Uggg. My brain aches now....

#### barnesrickw

##### Well-Known Member
Just out of curiosity, does this require a four or five axis cnc?

#### aonemarine

##### Well-Known Member
Just out of curiosity, does this require a four or five axis cnc?
You could do it on a manual 3 axis mill with a rotary table or dividing head. Once you figure out the math anyway....

#### GailInNM

Staff member
Global Moderator
When I first posted I was on my way out the door and just got back in and have some time to expand a little bit on what I said. A little bit will depend on what tools you have available, both computer and machine tools.

Do you have Excel? If so I will update a spread sheet that I wrote a long time ago to do all the calculations for you. When I wrote it, it was just for my own use so I did not put any notes in it or make it easy to change parameters. Won't take but a little while to clean it up.
Gail in NM

#### johnmcc69

##### Well-Known Member
Do you have a pic or sketch with some rough dim's you could post?

John

#### aonemarine

##### Well-Known Member
Yes, i do have excel. Was my math atleast correct? I enjoy figuring things out in traditional manners, it makes things more clear over the long run.

#### aonemarine

##### Well-Known Member
Do you have a pic or sketch with some rough dim's you could post?

John
Not yet. I had done some modeling of some rotors before, but the geometry was not correct and any lash in the gears would cause the rotors to collide. The rotors were 3" dia 3 lobe and the lobe ends were .5" radius. With a 10" long rotor the displacement would have been aprox 72 ci. I 3d printed the rotors with the intention of investment casting them. I never cast them.
I can post a pic of them if you would like.?

#### GailInNM

Staff member
Global Moderator
I think you are off. The original equations I gave you have a couple of conditions and I should have mentioned them. My poor memory ne3eded a refresh.
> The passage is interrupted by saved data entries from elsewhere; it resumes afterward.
PR #373, opened 2024-01-22
land the portable implementation of the new blake3_guts crate

oconnor663:
My [`guts_api` branch](https://github.com/BLAKE3-team/BLAKE3/tree/guts_api) has been around for a while, and it's time that I start figuring out how to land it. The first step will be to land the portable implementation by itself, without anything depending on it. This will get a lot of APIs in place, so that other work can happen in parallel:

- open a branch integrating the main `blake3` crate with `blake3_guts` (this might not land for a while)
- add RISCV support to guts
- add AVX-512 support to guts

The longer run questions will be things like "do we want to generate the different flavors of assembly from scripts?" and "how should we support [Bao](https://github.com/oconnor663/bao), [Bessie](https://github.com/oconnor663/bessie), and [BLAKE3-AEAD](https://github.com/oconnor663/blake3_aead)?" This PR is about making step-by-step progress instead of trying to answer all these questions as once.

### DIFF
--- a/.github/workflows/ci.yml
+++ b/.github/workflows/ci.yml
@@ -131,6 +131,17 @@ jobs:
       run: cargo test
       working-directory: ./reference_impl
 
+    # the new guts crate
+    - name: guts test
+      run: cargo test --all-features
+      working-directory: ./rust/guts
+    - name: guts no_std build
+      run: cargo build --no-default-features
+      working-directory: ./rust/guts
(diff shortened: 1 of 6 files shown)


oconnor663:
Refactor `blake3` PR: https://github.com/BLAKE3-team/BLAKE3/pull/374

oconnor663:
RISCV support PR: https://github.com/BLAKE3-team/BLAKE3/pull/375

The ratio between the circles must be an integer relationship. That is the large circle divided by the small circle must equal 2,3,4...etc. This ratio determines the number of lobes. Give me about 1/2 an hour and I will update the Excel spread sheet and that will make it easy for you to check your math.

Second item is that the angle in the original equations is in radians so if you are working in degrees they will have to be converted to radians. That is 2Pi radians = 360 degrees. The spread sheet will do the conversions.

Gail in NM

#### aonemarine

##### Well-Known Member
well that explains a couple of things. I should have set a=4 and b=1, also explains why t=180 or t=360 both had x=-1 LOL
this was a small test model,

and here were the printed rotors,

sooner or later ill get it sorted out LOL

#### rcfreak177

##### Well-Known Member
I did this some time ago on BobCad.
Was quite a lengthy task. I did make the rotors on a 4 axis machine, they came out well but have since melted them down for another project. There were 7hrs machining Time in each rotor from 75mm dia billet 7075. Next time I will be casting them allowing for finish machining in order to cut down the operation time.
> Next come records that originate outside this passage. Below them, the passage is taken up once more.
PR #375, opened 2024-01-22
factor out RISCV support from the guts_api branch

oconnor663:
TODO: figure out what environment variable should enable this

### DIFF
--- a/rust/guts/Cargo.toml
+++ b/rust/guts/Cargo.toml
@@ -9,6 +9,9 @@ documentation = "https://docs.rs/blake3_guts"
 readme = "readme.md"
 edition = "2021"
 
+[dependencies]
+cfg-if = "1.0.0"
+
 [dev-dependencies]
 hex = "0.4.3"
 reference_impl = { path = "../../reference_impl" }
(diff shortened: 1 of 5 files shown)


silvanshade:
> TODO: figure out what environment variable should enable this

In the RVV support for the rust crypto packages that I've been working on, I've generally been following the scheme where first, the feature gate for `v` is used (e.g., `#[cfg(target_feature = "v")]`) and then, for the extensions which don't have corresponding Rust features yet (but are exposed to the LLVM code generator), I've been adding `cfg` flags that follow the naming scheme `target_feature_<ext>`.

The intention is that these cfg flags would be replaced by proper target_feature gates once the features are exposed to Rust.

If you followed that scheme here, you'd end up with something like this:
```rust
#[cfg(all(target_feature = "v", target_feature = "zbb", target_feature_zvbb))]
...
```

If you're trying to parse this through the environment variables, it looks like the variable `CARGO_CFG_TARGET_FEATURE` is set to a comma separated list of the target features enabled. You should be able to get general cfg flags from `CARGO_CFG_<cfg>`, so then `target_feature_zvbb` should be set as `CARGO_CFG_TARGET_FEATURE_ZVBB`. Referenced [here](https://doc.rust-lang.org/cargo/reference/environment-variables.html#environment-variables-cargo-sets-for-build-scripts).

I have played with Alibre but am not very good with it.

#### GailInNM

Staff member
Global Moderator
Sorry for the delay. I had some power hits that slowed me down.
I have attached the Excel spread sheet. You can play with it to double check your numbers.

I will post a few screen shots of what it looks like imported into Autocad tomorrow evening. Busy day tomorrow during the day.
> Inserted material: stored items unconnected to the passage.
PR #382, opened 2024-02-03
silence -Wunused-function on MacOS-arm64

divinity76:
the #endif was in the wrong place, causing the error /Users/runner/work/php-src/php-src/ext/hash/blake3/upstream_blake3/c/blake3_dispatch.c:112:5: error: unused function 'get_cpu_features' [-Werror,-Wunused-function]

full compiler log https://github.com/php/php-src/actions/runs/7762643678/job/21173438425?pr=13194

### DIFF
--- a/c/blake3_dispatch.c
+++ b/c/blake3_dispatch.c
@@ -86,7 +86,6 @@ static void cpuidex(uint32_t out[4], uint32_t id, uint32_t sid) {
 #endif
 }
 
-#endif
 
 enum cpu_feature {
   SSE2 = 1 << 0,
@@ -161,6 +160,7 @@ static
 #endif
   }
 }
+#endif
 
 void blake3_compress_in_place(uint32_t cv[8],
                               const uint8_t block[BLAKE3_BLOCK_LEN],


oconnor663:
It looks like this move makes `#if defined(IS_X86)` on line 119 redundant. The intention was to eventually use `get_cpu_features` on other platforms, though we haven't done that yet. Is there any more direct way to mark the function "don't warn if this is unused"? Or is that all ugly compiler specific macros that we don't want to touch?

divinity76:
C23 has a solution: https://en.cppreference.com/w/c/language/attributes/maybe_unused
but it's 9 years too early to require C23 compatibility.

Maybe make get_cpu_features() always static, and make a public non-static blake3_get_cpu_features() which is just a wrapper for get_cpu_features() ? that would get rid of the unused warning.

maybe some more thought should be put into exactly what the public function should return tho, idk

divinity76:
adding
```
#include <assert.h>
assert(1 || get_cpu_features());
```
should work and be optimized away..

divinity76:
a possible alternative solution: https://github.com/BLAKE3-team/BLAKE3/pull/383

(it may solve the problem for ARM specifically, but probably not for other non-x86-non-arm architectures)

divinity76:
Don't have to use this fix, but would be nice if /a/ fix could be added. At 1.5.5  it still causes headache for integration in project compiling for MacOS with -Wunused-function -Werror

oconnor663:
I can't imagine we're going to be adding runtime feature detection to any other platforms anytime soon, so I'm just going to take this. Apologies for letting it sit for so long.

You can change the number of increments, number of lobes and the large circle radius. The small circle radius is calculated from the large circle radius and number of lobes.

Sheet is set up for a sample with 5 degree increments which is too coarse for machining but it gives you the idea.

Gail in NM

View attachment Roots2.xls

#### barnesrickw

##### Well-Known Member
I have seen roots type blowers that have "straight rotors". They move air from top to bottom at low pressure.

#### MachinableWax

##### Member
Not sure if this helps any, but this is a helpful link for M62, and M90 Eaton superchargers. It has some dimensions, and twist angles. http://www.3800supercharger.net/

I can's seem to find it, but I know the guy who made that site has also made a cad animation of the basic function of the M62. Not sure if he has an detailed cad on the rotors though. Might be worth sending him an email from the contact info on that site. His name is Bill.

Also, if it would help, I have a couple of each version if you want any dimensions from them. Actually, I have a set of M62 rotors I do not need. You can have them if you pay for shipping.

#### aonemarine

##### Well-Known Member
The eatons are an entirely different beast than the roots type superchargers. I really need to stay with the roots type for simplicity. I plan on making a pair of these supechargers for the flathead im building for betsy. Im not sure that twin superchargers of such reduced size is a wise idea, but it would look cool

#### MachinableWax

##### Member
If you change your mind, the offer is still on the table.

#### aonemarine

##### Well-Known Member
I thought they were screw type compressors?? Maybe i need to take a better look at them.

#### GailInNM

Staff member
Global Moderator
Aone: I know that you are beyond this point but since there are quite a few people following this thread I wanted to post a little bit of one way to get from the equations to a drawing of a roots blower rotor or coordinates that can manipulated for machining.

To get to a drawing in Autocad I extract the X and Y coordinate columns for both the hypocycloidal and epicycloidal into two comma delimited files that I can use for script files to generate a polyline for each. The polylines are overlaid on each other and then used to trim each other wherever they cross.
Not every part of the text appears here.